Well, after fixing up the bug in the environment, PacMan is performing better, but is still limited at the ~4000 point mark. The reason for this is likely because there are no useful rules regarding ghost avoidance/chasing. I’m guessing either the pre-goal was never met by the optimal policy, or the goal was met with differing states: edible and non-edible ghosts. Furthermore, it seems like I have made it slower. Whether this is a result of it performing better, or because I changed the number of steps required, I am not sure. I have a feeling both may be involved, but at least I can modify the latter. I should still have the old code for it somewhere in the SVN repository.
The pre-goal model is useless for these sorts of heuristic mutations, so I will likely have to introduce a new algorithm for creating mutations: either with or without the existing pre-goal one. Perhaps maintaining a tree of rules, with the covered rule as the base rule and more specialised rules running down from it. This tree needs to be prunable too. This is beginning to look a lot like TG, though.
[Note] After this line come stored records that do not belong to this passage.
PR #19031, opened 2023-05-22
bugfix/18961-map-drilldown-multiple-series

### LINKED ISSUE #18961: HC Maps + Drilldown module - Series are not removed after drilling into one of them
[#18925](https://github.com/highcharts/highcharts/issues/18925), map drill down was broken for GeoJSON maps.
Was first iteration of this issue.
I cannot re-open that ticket.

#### Expected behaviour
Clicking on state should drill down to sub-state area type view of data.

#### Actual behaviour
Drilldown occurs then map zooms back out to national view with sub-state delineation visible for state clicked on.
Repeated steps of this drilldown/drillup result in map data breaking.

Let me know if this should be moved to a new issue. I think this is the same issue as the behavior has not changed at all.

Tested under v11.0.1 and issue persists. Fiddle to reproduce: https://jsfiddle.net/wergeld/3djeg6ov/
Click on Florida as it has data (other states will just have null value counties).
Map does drill down to the state view of the counties then zooms back out to national view.
Click "Sample National" breadcrumb to drill back up to national view
Click on any other state - same issue occurs, but this time the Florida county-level map is visible again.
Click on "Sample National" breadcrumb to drill back up.
Click on another state and "Sample National" breadcrumb to drill back up.
Now map is empty - no longer a choropleth, just has the state outlines.

#### Product version
HighMaps v11.0.1

#### Affected browser(s)
Chrome, Edge, Safari all latest versions.

hubertkozik:
Fixed #18961, map drilldown didn't work with multiple series.

### DIFF
--- a/samples/unit-tests/maps/drilldown/demo.js
+++ b/samples/unit-tests/maps/drilldown/demo.js
@@ -28,6 +28,13 @@ QUnit.test('Map drilldown animation', assert => {
                         value: 1,
                         drilldown: 'germany'
                     }]
+                }, {
+                    mapData: europeTopo,
+                    name: 'second',
+                    data: [{
+                        'hc-key': 'pl',
+                        value: 2
+                    }]
                 }],
                 drilldown: {
                     animation: {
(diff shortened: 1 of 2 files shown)


TorsteinHonsi (approved):
Thanks!

PR #19032, opened 2023-05-22
bugfix/19017-data-module-spaces-number-parsing

### LINKED ISSUE #19017: A negative number with space is treated as text in data module.
#### Expected behaviour
Text describing a number containing a space as a thousand separator should be treated by the data module as a number regardless of whether it is positive or negative.

#### Actual behaviour
Text describing a number containing a space as a thousand separator is not treated by the data module as a number when it is negative.

https://jsfiddle.net/BlackLabel/9rh4uz2v/

#### Product version
Highcharts v11.0.1

#### Workaround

A secondary problem is the fact that actions not necessarily directly concerned with objects in the domain may still perform better with conditions linked to those objects (e.g. toPowerDot only when ghosts are not edible). If actions didn’t have delayed effects, this could easily be found by watching the post-action state, but alas, toPowerDot could be active at any point, regardless of PacMan’s distance to a powerdot. As far as I am concerned at the moment, I cannot see a solution to this problem without expensive state watching. Perhaps just the to/fromGhost actions will have to suffice for now.